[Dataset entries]
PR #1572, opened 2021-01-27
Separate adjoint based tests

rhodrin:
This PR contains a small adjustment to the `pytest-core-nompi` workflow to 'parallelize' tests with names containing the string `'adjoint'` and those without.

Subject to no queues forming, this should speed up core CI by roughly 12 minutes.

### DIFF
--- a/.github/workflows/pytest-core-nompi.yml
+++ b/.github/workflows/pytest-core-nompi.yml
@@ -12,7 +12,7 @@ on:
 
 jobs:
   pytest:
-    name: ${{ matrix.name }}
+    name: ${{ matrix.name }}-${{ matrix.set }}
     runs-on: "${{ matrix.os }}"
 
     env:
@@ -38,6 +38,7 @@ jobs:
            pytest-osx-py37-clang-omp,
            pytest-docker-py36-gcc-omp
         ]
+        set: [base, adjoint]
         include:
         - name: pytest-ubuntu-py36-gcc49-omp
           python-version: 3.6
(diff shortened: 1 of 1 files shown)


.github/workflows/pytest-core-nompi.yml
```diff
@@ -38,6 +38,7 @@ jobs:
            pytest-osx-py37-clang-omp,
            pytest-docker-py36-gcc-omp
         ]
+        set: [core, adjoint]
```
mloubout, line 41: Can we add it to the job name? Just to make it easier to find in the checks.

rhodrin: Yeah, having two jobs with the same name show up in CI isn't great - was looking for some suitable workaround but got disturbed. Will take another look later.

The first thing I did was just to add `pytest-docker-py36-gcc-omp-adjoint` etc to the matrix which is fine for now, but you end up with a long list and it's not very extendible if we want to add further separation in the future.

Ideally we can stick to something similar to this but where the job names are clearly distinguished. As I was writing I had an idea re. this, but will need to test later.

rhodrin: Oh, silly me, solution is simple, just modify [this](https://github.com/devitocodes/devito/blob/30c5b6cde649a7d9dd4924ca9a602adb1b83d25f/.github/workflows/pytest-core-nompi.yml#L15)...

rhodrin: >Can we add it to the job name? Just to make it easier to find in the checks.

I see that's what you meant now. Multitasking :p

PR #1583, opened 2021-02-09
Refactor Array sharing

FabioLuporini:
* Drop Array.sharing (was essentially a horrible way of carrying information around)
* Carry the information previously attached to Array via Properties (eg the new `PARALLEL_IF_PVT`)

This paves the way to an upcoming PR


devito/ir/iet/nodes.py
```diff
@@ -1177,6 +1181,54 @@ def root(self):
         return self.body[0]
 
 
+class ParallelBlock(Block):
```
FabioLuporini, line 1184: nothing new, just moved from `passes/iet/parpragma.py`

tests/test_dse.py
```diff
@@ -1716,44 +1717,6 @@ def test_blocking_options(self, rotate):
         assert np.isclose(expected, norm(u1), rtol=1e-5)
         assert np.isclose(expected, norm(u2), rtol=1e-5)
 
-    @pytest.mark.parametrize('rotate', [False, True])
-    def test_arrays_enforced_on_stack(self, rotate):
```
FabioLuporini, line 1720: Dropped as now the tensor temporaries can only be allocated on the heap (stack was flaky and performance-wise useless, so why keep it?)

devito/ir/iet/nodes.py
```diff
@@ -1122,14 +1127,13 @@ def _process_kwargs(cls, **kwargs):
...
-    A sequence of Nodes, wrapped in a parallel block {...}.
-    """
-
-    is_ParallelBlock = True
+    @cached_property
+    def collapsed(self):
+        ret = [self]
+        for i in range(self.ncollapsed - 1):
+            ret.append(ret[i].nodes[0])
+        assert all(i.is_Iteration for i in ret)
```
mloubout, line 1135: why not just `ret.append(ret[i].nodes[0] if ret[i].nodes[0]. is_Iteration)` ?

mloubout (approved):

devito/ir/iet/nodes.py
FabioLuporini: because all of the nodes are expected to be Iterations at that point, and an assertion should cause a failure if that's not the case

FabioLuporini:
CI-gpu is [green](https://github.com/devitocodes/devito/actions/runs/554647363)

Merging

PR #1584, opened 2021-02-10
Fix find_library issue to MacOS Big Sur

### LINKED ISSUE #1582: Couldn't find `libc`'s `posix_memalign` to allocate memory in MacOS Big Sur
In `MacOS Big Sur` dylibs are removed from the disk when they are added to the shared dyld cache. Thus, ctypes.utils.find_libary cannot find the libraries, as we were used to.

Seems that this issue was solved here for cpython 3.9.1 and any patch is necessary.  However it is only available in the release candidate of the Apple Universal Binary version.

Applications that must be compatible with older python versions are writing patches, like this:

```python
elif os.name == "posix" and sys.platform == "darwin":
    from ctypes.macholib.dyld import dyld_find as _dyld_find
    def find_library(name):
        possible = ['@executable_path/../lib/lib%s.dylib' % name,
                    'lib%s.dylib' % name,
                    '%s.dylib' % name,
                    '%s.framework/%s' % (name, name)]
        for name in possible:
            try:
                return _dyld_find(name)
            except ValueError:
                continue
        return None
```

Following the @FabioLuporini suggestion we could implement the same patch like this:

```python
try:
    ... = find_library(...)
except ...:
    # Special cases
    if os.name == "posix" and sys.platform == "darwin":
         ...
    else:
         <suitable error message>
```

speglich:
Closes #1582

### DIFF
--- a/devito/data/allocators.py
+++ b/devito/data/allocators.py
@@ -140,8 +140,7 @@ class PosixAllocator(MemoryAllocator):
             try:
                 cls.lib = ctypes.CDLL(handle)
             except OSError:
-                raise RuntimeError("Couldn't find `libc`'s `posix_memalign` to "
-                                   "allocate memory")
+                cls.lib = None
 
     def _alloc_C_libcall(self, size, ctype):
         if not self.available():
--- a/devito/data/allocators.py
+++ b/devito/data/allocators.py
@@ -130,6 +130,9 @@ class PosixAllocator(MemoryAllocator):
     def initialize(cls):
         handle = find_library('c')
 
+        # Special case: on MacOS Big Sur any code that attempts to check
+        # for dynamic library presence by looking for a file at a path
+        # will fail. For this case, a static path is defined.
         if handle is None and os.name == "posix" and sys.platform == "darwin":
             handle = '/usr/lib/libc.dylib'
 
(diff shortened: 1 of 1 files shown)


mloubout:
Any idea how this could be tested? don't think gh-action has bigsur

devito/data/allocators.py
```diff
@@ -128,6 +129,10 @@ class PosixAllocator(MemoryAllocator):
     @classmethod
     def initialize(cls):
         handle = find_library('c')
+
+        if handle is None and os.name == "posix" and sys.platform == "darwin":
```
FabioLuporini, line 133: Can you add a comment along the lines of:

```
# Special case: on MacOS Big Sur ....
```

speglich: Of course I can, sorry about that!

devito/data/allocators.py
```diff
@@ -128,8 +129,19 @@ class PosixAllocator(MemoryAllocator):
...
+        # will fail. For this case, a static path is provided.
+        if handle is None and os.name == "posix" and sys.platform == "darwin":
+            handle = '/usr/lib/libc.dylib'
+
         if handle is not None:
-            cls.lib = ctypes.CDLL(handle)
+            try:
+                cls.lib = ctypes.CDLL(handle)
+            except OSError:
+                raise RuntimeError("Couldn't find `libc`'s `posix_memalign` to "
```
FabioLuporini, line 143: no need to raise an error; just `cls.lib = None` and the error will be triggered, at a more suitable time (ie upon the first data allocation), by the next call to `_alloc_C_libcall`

### WHAT THE TASK REQUIRES
Across the entries above, find each line with the word "except" and please copy it out.

### ANSWER SPACE
            except ValueError:
except ...:
             except OSError:
+            except OSError:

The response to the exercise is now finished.